# [Exercise material]
PR #659, opened 2025-08-06
Issue 498/support auto proxy connector http+https+socks5+socks5h

soundofspace:
- Adds socks5(h) support to EasyWebClient
  - Add proxy connector that supports both http and socks5 proxies and delegates to a specific connector depending on proxy protocol
  - Kept this connector specific (read: not generic) to our HttpProxyConnector/Socks5ProxyConnector since this is used for EasyWebClientBuilder specifically and saw no real value in making this generic. For special use cases we already support bringing a custom proxy connector
  - Another option was also. Currently you can configure existing ProxyConnectors in `optional` mode which forwards traffic to inner one if proxy is not configured. I could have modified this to also forward traffic to inner svc if Proxy protocol was wrong instead of returning error like we do now, but this felt ugly and error prone in the long run
  - Right now I focussed on http(s) + socks5(h) only, not a generic amount of proxy connectors. Once we add one more I have some "scalable" ideas for this but didn't want to overcomplicate the current setup for something we might not support for quite some time
- Move EasyWebClient to rama crate as now its not specific to http anymore
- Move autobahn example to rama examples so it can use EasyWebClient


tests/integration/cli/cli_tests/http_echo.rs
```diff
@@ -1,5 +1,5 @@
 use rama::Context;
-use rama_http_backend::client::EasyHttpWebClient;
+use rama::http::client::EasyHttpWebClient;
 use rama_ws::handshake::client::HttpClientWebSocketExt;
```
GlenDC: this should also use `rama::`, not on you, but stupid IDE's :P If you do bump into it do fix it please

src/http/client/proxy_connector.rs
```diff
@@ -0,0 +1,194 @@
...
+                let EstablishedClientConnection { ctx, req, conn } =
+                    self.inner.connect(ctx, req).await.map_err(Into::into)?;
+                Ok(EstablishedClientConnection {
+                    ctx,
+                    req,
+                    conn: Either3::A(conn),
+                })
+            }
+            Some(proto) => match *proto {
+                Protocol::SOCKS5 | Protocol::SOCKS5H => {
```
GlenDC: Why not use something like `proto.is_http() { ... } else if proto.is_socks5() { ... } else { ... }` here? You are anyway doing a catch-all in the end.

src/http/client/proxy_connector.rs
```diff
@@ -0,0 +1,194 @@
...
+    stream::Stream,
+    transport::TryRefIntoTransportContext,
+};
+use rama_socks5::{Socks5ProxyConnector, Socks5ProxyConnectorLayer};
+
+/// Proxy connector which supports http(s) and socks5(h) proxy address
+///
+/// Connector will look at [`ProxyAddress`] to determine which proxy
+/// connector to use if one is configured
+pub struct ProxyConnector<S> {
```
GlenDC, line 21: Would have called this `AutoProxyConnector`. But I guess the auto doesn't have that much value here

src/http/client/proxy_connector.rs
```diff
@@ -0,0 +1,194 @@
+use std::sync::Arc;
+
+use rama_core::{
```
GlenDC: please prefer to use `crate::` imports here for everything. I know that in the cli modules I have some direct imports as well by accident, that is once again fault of the ide... It makes it all a lot easier to manager over time if we use the single export location

src/http/client/mod.rs
```diff
@@ -0,0 +1,169 @@
...
+
+    async fn serve(
+        &self,
+        ctx: Context<State>,
+        req: Request<Body>,
+    ) -> Result<Self::Response, Self::Error> {
+        let uri = req.uri().clone();
+
+        let EstablishedClientConnection { ctx, req, conn } = self.connector.serve(ctx, req).await?;
+        // NOTE: stack might change request version based on connector data,
```
GlenDC, line 156: Why add that note here? Is there anything that needs to be done for it?

src/http/client/mod.rs
```diff
@@ -0,0 +1,169 @@
...
+    Context, Service,
+    error::{BoxError, ErrorContext, OpaqueError},
+    http::{Request, Response, dep::http_body},
+    net::client::EstablishedClientConnection,
+    service::BoxService,
+    telemetry::tracing,
+};
+
+#[doc(inline)]
+pub use ::rama_http_backend::client::*;
```
GlenDC, line 18: use crate imports only please

src/http/client/builder.rs
```diff
@@ -0,0 +1,589 @@
...
+    }
+
+    /// Add support for usage of a http(s) [`ProxyAddress`] to this client
+    ///
+    /// Note that a tls proxy is not needed to make a https connection
+    /// to the final target. It only has an influence on the initial connection
+    /// to the proxy itself
+    ///
+    /// [`ProxyAddress`]: rama_net::address::ProxyAddress
+    pub fn with_http_only_proxy_support(
```
GlenDC: Personally I would have named it:

```
- with_http_proxy_support
- with_socks5_proxy_support
- with_proxy_support
```

The only is clear by the fact that they can `http_proxy` and that they can no longer call `socks5_proxy` after this

src/http/client/builder.rs
```diff
@@ -0,0 +1,589 @@
...
+    /// Add support for usage of a http(s) [`ProxyAddress`] to this client
+    ///
+    /// Note that a tls proxy is not needed to make a https connection
+    /// to the final target. It only has an influence on the initial connection
+    /// to the proxy itself
+    ///
+    /// Note to also enable socks proxy support enable feature `socks5`
+    ///
+    /// [`ProxyAddress`]: rama_net::address::ProxyAddress
+    pub fn with_proxy_support(self) -> EasyHttpWebClientBuilder<HttpProxyConnector<T>, ProxyStage> {
```
GlenDC, line 260: I would only define this if you enable both `http` and `socks5`... otherwise this is very confusing. If that's to confusing name it `auto_proxy` or so but I would not have both `http` and `socks5` .

But perhaps you have good counter arguments

src/http/client/builder.rs
```diff
@@ -0,0 +1,589 @@
+use super::{HttpConnector, http_inspector::HttpVersionAdapter};
+use rama_core::{
+    Layer, Service,
+    error::{BoxError, OpaqueError},
+};
+use rama_dns::DnsResolver;
```
GlenDC: crate imports only please (or super) but not rama_core etc directly

src/http/client/mod.rs
soundofspace: No, that was a remark that was already there by you, removed this by accident a while ago and then you asked me te place it again.

I think the reason you mentioned then was: connector might change version (eg alpn) which is expected technically but might surprise people, hence why this remark is here

src/http/client/proxy_connector.rs
soundofspace: Yea started with that but it felt unneeded so removed it

src/http/client/mod.rs
soundofspace: Not possible for this one? here we re-export it so how would it already be available as crate import

src/http/client/builder.rs
```diff
@@ -0,0 +1,585 @@
...
+use crate::{http::client::proxy_connector::ProxyConnector, proxy::socks5::Socks5ProxyConnector};
+
+/// Builder that is designed to easily create a [`super::EasyHttpWebClient`] from most basic use cases
+#[derive(Default)]
+pub struct EasyHttpWebClientBuilder<C = (), S = ()> {
+    connector: C,
+    _phantom: PhantomData<S>,
+}
+
+pub struct TransportStage;
```
GlenDC, line 39: Btw something I only notice now. But you usually want to make these marker types both: `non_exhaustive` and `Debug`.

Especially the first is important as we do not really want people to be able to construct this. What matters only is that the type itself is public.

src/http/client/proxy_connector.rs
```diff
@@ -0,0 +1,193 @@
...
+
+/// Proxy connector which supports http(s) and socks5(h) proxy address
+///
+/// Connector will look at [`ProxyAddress`] to determine which proxy
+/// connector to use if one is configured
+pub struct ProxyConnector<S> {
+    inner: S,
+    socks: Socks5ProxyConnector<S>,
+    http: HttpProxyConnector<S>,
+    required: bool,
```
GlenDC, line 25: This does mean that you can make the parent 'non-required' but one of them 'still required'. I guess that's ok but it's funny to realize none the less. Feel free to close this without any action if this is fine in your eyes, as I can live with it as well.

tests/integration/examples/example_tests/proxy_connectivity_check.rs
```diff
@@ -47,11 +44,7 @@ async fn test_http_client_over_socks5_proxy_connect() {
         "local servers up and running",
     );
 
-    // TODO: once we have socks5 support in Easy http web client
-    // we can probably simplify this by using the interactive runner client
-    // instead of having to do this manually...
-
-    let client = HttpConnector::new(Socks5ProxyConnector::required(TcpConnector::new()));
+    let client = EasyHttpWebClient::default();
```
GlenDC: What I meant is that in all these socks5 tests we shouldn't even have a need to create our own Client, right? We should be able to just run `runner.get(...).send(...)` no? Just need to make sure that our default runner client is making use of the auto proxy support, which I guess it already is anyway?

GlenDC (approved):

# [Brief]
The lines running from the start of the data through the one that contains "- Kept this" should be reproduced exactly, and only those.

# [Task result]
PR #659, opened 2025-08-06
Issue 498/support auto proxy connector http+https+socks5+socks5h

soundofspace:
- Adds socks5(h) support to EasyWebClient
  - Add proxy connector that supports both http and socks5 proxies and delegates to a specific connector depending on proxy protocol
  - Kept this connector specific (read: not generic) to our HttpProxyConnector/Socks5ProxyConnector since this is used for EasyWebClientBuilder specifically and saw no real value in making this generic. For special use cases we already support bringing a custom proxy connector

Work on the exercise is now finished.